Number, indeed, has two proper kinds (ιδια ειδη), odd and even, and a third mixed together from both, the even-odd(αρτιοπέριττον). Of each of the two kinds there are many shapes, of which each thing itself gives signs.
(Philolaus F5 = Stobaeus, Eclogae 1.21.7c; tr. Huffman 1993)
The quote is from Horky's Plato and Pythagoreanism, 2013, (p.141), it is commented twice further in text. On p185 the author writes " the so-called even-odd (αρτιοπέριττον), which appears to refer to the “one.” Aristotle, too, knew this fragment, and he is explicit in associating the “one” with the “even-odd” class and stating that it is derived from the “even” and the “odd.” On p190, disappointingly, he says "however It is beyond the scope of this study to examine in more detail the significance of the concept of “mixture” of Forms or classes".

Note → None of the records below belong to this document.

PR #942, opened 2023-11-03
feat: optimize `IdentifierError` variants

### LINKED ISSUE #978: `IdentifierError` variants are not mutually exclusive
Remove IdentifierError::Empty and ContainSeparator variants as they
are redundant.  The former is a special case of InvalidLength; the
latter is a special case of InvalidCharacter.

With that, remove length checking from validate_identifier_chars
(which didn’t belong there anyway) and rely on check in
validate_identifier_length instead.

mina86:
Remove IdentifierError::Empty and ContainSeparator variants as they
are redundant.  The former is a special case of InvalidLength; the
latter is a special case of InvalidCharacter.

With that, remove length checking from validate_identifier_chars
(which didn’t belong there anyway) and rely on check in
validate_identifier_length instead.

Closes: https://github.com/cosmos/ibc-rs/issues/978

______

### PR author checklist:
- [x] Added tests.
- [x] Linked to GitHub issue.

### Reviewer checklist:


Farhad-Shabani:
Thanks @mina86. Just kindly note that you are touching parts that are getting refactored thru this PR as well: https://github.com/cosmos/ibc-rs/pull/941.

Let me page @rnbguy to look into these points and apply the relevant changes there (particular first one).

Farhad-Shabani:
@mina86, also on a side request:
Really appreciate if you open an issue and put the description there before making any changes and link that to your PR. 
This way, it won't disrupt our project board and helps us prioritize things. We're trying to be efficient with our bandwidth. So, if something's lower on the priority list, we can give you the heads up, so you won't waste time on it.
Thanks!

rnbguy:
hey @mina86, #941 and this PR are in conflict. Please wait till we merge #941.

rnbguy:
The PR has been merged, you may continue with your PR :slightly_smiling_face: but it is now in conflict with `main` branch.

mina86:
> @mina86, also on a side request: Really appreciate if you open an issue and put the description there before making any changes and link that to your PR. This way, it won't disrupt our project board and helps us prioritize things. We're trying to be efficient with our bandwidth. So, if something's lower on the priority list, we can give you the heads up, so you won't waste time on it. Thanks!

From my point of view I’d rather write a PR and then be told that the review is low on priority list than create an issue.  I often don’t exactly know what I want and by the time I formulate an Issue I already have code written for it. If that’s the only concern than I’d prefer not deal with Issues. ;) But let me know if me sending PRs break your workflow.

I guess two features that I’m pretty sure I’d love to have for sure are efficient zero-copy `TryFrom<Vec<u8>>` and `TryFrom<String>>` implementations for the identifiers.

crates/ibc/src/core/ics24_host/identifier/validate.rs
```diff
@@ -74,7 +61,6 @@ pub fn validate_prefix_length(
     if max_id_length < 22 {
```
mina86: By the way, should this be panic similarly to `assert!(max >= min)` above?

rnbguy: This is a valid error. This is equivalent to the following error,
```rs
Error::InvalidLength {
  id: format!("{}-{}", prefix, u64::MAX),
  min: min_id_length,
  max: max_id_length,
}
```

rnbguy: Maybe we need an `InvalidPrefixLength` error variant to distinguish properly.

mina86: So why have that check? There already is check for `format!("{}-{}", prefix, u64::MAX)` being too long.

In fact I disagree that it’s equivalent; it’s a different kind of error. If max_id_length < 22 there exist no valid prefix. This is analogous to situation where max < min. As such, the `assert!(max >= min)` and this check cover the same kind of error (min and max arguments make no sense) and thus should result in the same kind of failure.

Or just get rid of both and let the rest of the code handle those cases.

(Of course this is separate to this PR).

rnbguy: > There already is check for `format!("{}-{}", prefix, u64::MAX)` being too long.

Not anymore. We use `validate_identifier_length(prefix, min_id_length.saturating_sub(21), max_id_length.saturating_sub(21))` directly.

`max_id_length < 22` makes sure two things. (1) the prefix is not empty (2) `max_id_length - 21` (used as `max_id_length.checked_sub(21)`) doesn't underflow.

mina86: > > There already is check for `format!("{}-{}", prefix, u64::MAX)` being too long.
>
> Not anymore. We use `validate_identifier_length(prefix, min_id_length.saturating_sub(21), max_id_length.saturating_sub(21))` directly.

Right, that’s what I meant.  If max_id_length < 22, that check will fail.

> `max_id_length < 22` makes sure two things. (1) the prefix is not empty

There’s explicit check for that at the beginning of the function:

    if prefix.is_empty() {
        return Err(Error::InvalidPrefix {
            prefix: prefix.into(),
        });
    }

> (2) `max_id_length - 21` (used as `max_id_length.checked_sub(21)`) doesn't underflow.

        max_id_length.saturating_sub(21),

handles underflow just fine.

The entire validate_identifier_length could be this:

```rust
pub fn validate_prefix_length(
    prefix: &str,
    min_id_length: u64,
    max_id_length: u64,
) -> Result<(), Error> {
    // Prefix must be at least `min_id_length - 2` characters long since the
    // shortest identifier we can construct is `{prefix}-0` which extends prefix
    // by two characters.
    let min = min_id_length.saturating_sub(2).max(1);
    // Prefix must be at most `max_id_length - 21` characters long since the
    // longest identifier we can construct is `{prefix}-{u64::MAX}` which
    // extends prefix by 21 characters.
    let max = max_id_length.saturating_sub(21);
    if (min..=max).contains(&(prefix.len() as u64)) {
        Ok(())
    } else {
        Err(Error::InvalidLength { /* ... */ })
    }
}
```

* If `max_id_length < min_id_length` than `max(max_id_length - 21, 0)
  < max(min_id_length - 2, 1)` and the `min..=max` range will be empty.
* If prefix is empty, than `prefix.len() < max(min_id_length - 2, 1)`.
* If `max_id_length < 22` than `max_id_length - 22 == 0` and since
  prefix cannot be empty (per previous point) `max_id_length - 22 <
  prefix.len()`.

mina86: Here’s a draft PR with that change: https://github.com/cosmos/ibc-rs/pull/960

rnbguy: This looks excellent :ok_hand:

You optimized one of my old commits https://github.com/cosmos/ibc-rs/commit/69301f8f8c30fd3d26cfb2ce1b042ce30a0cc652 that I reverted.

crates/ibc/src/core/ics24_host/identifier/validate.rs
```diff
@@ -1,19 +1,12 @@
 use super::IdentifierError as Error;
 use crate::prelude::*;
 
-/// Path separator (ie. forward slash '/')
-const PATH_SEPARATOR: char = '/';
```
rnbguy: Don't remove this. I noticed that the source code uses `'/'` in many places. We should use this instead.

.changelog/unreleased/breaking-changes/942-identifier-error.md
```diff
@@ -0,0 +1,6 @@
+- Remove IdentifierError::Empty and ContainSeparator variants as they
+  are special cases of other existing errors.
+  ([\#942](https://github.com/cosmos/ibc-rs/pull/942))
+- Remove IdentifierError::InvalidLength::length field since it can be
+  deduced from the id.
+  ([\#942](https://github.com/cosmos/ibc-rs/pull/942))
```
rnbguy: Please open an issue for this work and link to this PR :slightly_smiling_face:

rnbguy (changes requested):
Thanks :+1:

crates/ibc/src/core/ics24_host/identifier/validate.rs
mina86: It should be added (in another commit) to and used in ibc/src/core/ics24_host/path.rs then.  If I leave it here, it’s an unused identifier:

    error: constant `PATH_SEPARATOR` is never used

rnbguy: I see. It's okay for now. I will create a separate issue for this.

.changelog/unreleased/breaking-changes/978-identifier-error.md
```diff
@@ -0,0 +1,6 @@
+- Remove IdentifierError::Empty and ContainSeparator variants as they
+  are special cases of other existing errors.
+  ([\#978](https://github.com/cosmos/ibc-rs/issues/978))
+- Remove IdentifierError::InvalidLength::length field since it can be
+  deduced from the id.
+  ([\#978](https://github.com/cosmos/ibc-rs/issues/978))
```
rnbguy:
```suggestion
- Optimize `IdentifierError` variants and make them mutually exclusive.
  ([\#978](https://github.com/cosmos/ibc-rs/issues/978))
```

rnbguy (approved):
Thanks for the optimization ! :tada:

The “one” is not the number preceding two which Ancient greeks apparently did not accept as a number. Philolaos quote might suggest that it is set apart as it has no shape but I am tempted to read it as suggesting that the mixed numbers have multiple shapes, while the numbers from the proper kinds have each just one.
So what are the 3 kinds of numbers? The odd numbers are perhaps the ones that we also call odd, (starting with 3), while the even numbers are seen as, so to say, 'strictly even', the powers of 2, that is 2,4,8,16 and the rest, that is 6,10,12 etc. as even-odd. References and comments (or should this be moved to Philosophy SE)?